Zhang Guangya, Li Hongchun, Fang Baishan
Institute of Industrial Biotechnology, Huaqiao University, Quanzhou 362021, China.
Sheng Wu Gong Cheng Xue Bao. 2008 Aug;24(8):1439-45.
Types of cofactor independency for newly found oxidoreductases sequences are usually determined by experimental analysis. These experimental methods are both time-consuming and costly. With the explosion of oxidoreductases sequences entering into the databanks, it is highly desirable to explore the feasibility of selectively classifying newly found oxidoreductases into their respective cofactor independency classes by means of an automated method. In this study, we proposed a modified Chou's pseudo-amino acid composition method to extract features from sequences and the k-nearest neighbor was used as the classifier, and the results were very encouraging. When lambda = 48, w = 0.1, the areas under the ROC curve of k-nearest neighbor in 10-fold cross-validation was 0.9536; and the success rate was 92.0%, which was 3.5% higher than that of pseudo-amino acid composition.

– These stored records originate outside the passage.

PR #1767, opened 2015-05-02
Update the makefile.shade for file header

troydai:
To auto-generate tpa.cpp with correct file headers

@Eilon @NTaylorMullen

### DIFF
--- a/makefile.shade
+++ b/makefile.shade
@@ -1309,7 +1309,7 @@ functions @{
 
         var content = new List<string>();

It was also better than all the other 7 feature extraction methods. Our results showed that predicting the cofactors of oxidoreductases was feasible and the modified pseudo-amino acid composition method may be a useful method for extracting features from protein sequences.
新发现的氧化还原酶序列的辅因子独立性类型通常通过实验分析来确定。这些实验方法既耗时又昂贵。随着进入数据库的氧化还原酶序列激增,非常有必要探索通过自动化方法将新发现的氧化还原酶选择性分类到各自辅因子独立性类别的可行性。在本研究中,我们提出了一种改进的周氏伪氨基酸组成方法来从序列中提取特征,并使用k近邻作为分类器,结果非常令人鼓舞。当λ = 48,w = 0.1时,k近邻在10折交叉验证中的ROC曲线下面积为0.9536;成功率为92.0%,比伪氨基酸组成方法高3.5%。它也优于其他7种特征提取方法。我们的结果表明,预测氧化还原酶的辅因子是可行的,改进的伪氨基酸组成方法可能是一种从蛋白质序列中提取特征的有用方法。